(Source data):

PR #1587, opened 2023-06-29
Display "unknown" when submission rerecords are 0

### LINKED ISSUE #1572: Display "unknown" when submission rerecords are 0
Old site used to have this logic, and we used it as a reminder for encoders to not put 0 into encode subtitles (because that wouldn't make sense). Currently the parser simply says 0.

vadosnaprimer:
also reset warnings upon submission replacement

fixes #1572

### DIFF
--- a/TASVideos.Core/Services/QueueService.cs
+++ b/TASVideos.Core/Services/QueueService.cs
@@ -400,6 +400,7 @@ internal class QueueService : IQueueService
 		submission.System = system;
 		submission.CycleCount = parseResult.CycleCount;
 		var warnings = parseResult.Warnings.ToList();
+		submission.Warnings = null;
 		if (warnings.Any())
 		{
 			submission.Warnings = string.Join(",", warnings);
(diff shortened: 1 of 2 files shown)


TASVideos.Core/Services/QueueService.cs
```diff
@@ -400,6 +400,7 @@ public async Task<string> MapParsedResult(IParseResult parseResult, Submission s
 		submission.System = system;
 		submission.CycleCount = parseResult.CycleCount;
 		var warnings = parseResult.Warnings.ToList();
+		submission.Warnings = null;
```
adelikat, line 403: what's going on here?

TASVideos/Pages/Submissions/View.cshtml
```diff
@@ -158,7 +158,10 @@
 				<th>@Html.DisplayNameFor(m => m.Submission.Branch)</th>
 				<td>@Model.Submission.Branch</td>
 				<th>@Html.DisplayNameFor(m => m.Submission.RerecordCount)</th>
-				<td>@Model.Submission.RerecordCount</td>
+				<td>@(Model.Submission.RerecordCount > 0
```
adelikat, line 161: are we sure this is the only place we show a rerecord count on a submission?

TASVideos.Core/Services/QueueService.cs
vadosnaprimer: Warnings string was created upon submission creation, and then persisted on updates. I'm clearing it now so the newly parsed movie is the only one involved in warning creation.

TASVideos/Pages/Submissions/View.cshtml
vadosnaprimer: I think so

adelikat (approved):

Issue #1495, opened 2023-01-01
Code sample download button has black text on dark BG in light mode


vadosnaprimer:
https://tasvideos.org/Forum/Topics/23896

![изображение](https://user-images.githubusercontent.com/7092625/210164399-1427da03-9782-4c4d-9161-c0d00a3af2a7.png)

The text is super hard to see. No such problem in dark mode since the text is white there,

vadosnaprimer:
Similar issue with the Referrers button on game edit page

https://tasvideos.org/Games/Edit/2584?returnUrl=%2F2584G

![изображение](https://user-images.githubusercontent.com/7092625/210164462-51ea450e-73b5-4f8e-bb5d-00d2f5cbccd4.png)

PR #1589, opened 2023-06-29
fix color of code download button

vadosnaprimer:
see #1495

no idea how to fix the Referrers button text color


adelikat:
before/after pics?

vadosnaprimer:
The only thing different is text color became white.

vadosnaprimer:
before

изображение 

after

изображение 

dark mode hasn't changed

изображение

adelikat (approved):

PR #1591, opened 2023-07-01
clearer indication of what the submit button will do

vadosnaprimer:
- "create" for creating a new thing
- "save" for saving your edits to an existing thing ("update" could be confused with "refresh", we want a term that couldn't)
- "send" when you're sending a message ("save" is an entirely different function for messages, it puts them to the savebox)

### DIFF
--- a/TASVideos/Pages/Flags/Create.cshtml
+++ b/TASVideos/Pages/Flags/Create.cshtml
@@ -37,7 +37,7 @@
 		</column>
 	</row>
 	<div class="text-center mt-3">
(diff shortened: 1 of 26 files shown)


Masterjun3:
I wasn't quite sure at first, but after taking a look I actually like the changes and their reasoning.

(Exercise aim): For every line in the material above that holds the string "class", add one to a count; state only the final count.

(Exercise response): 2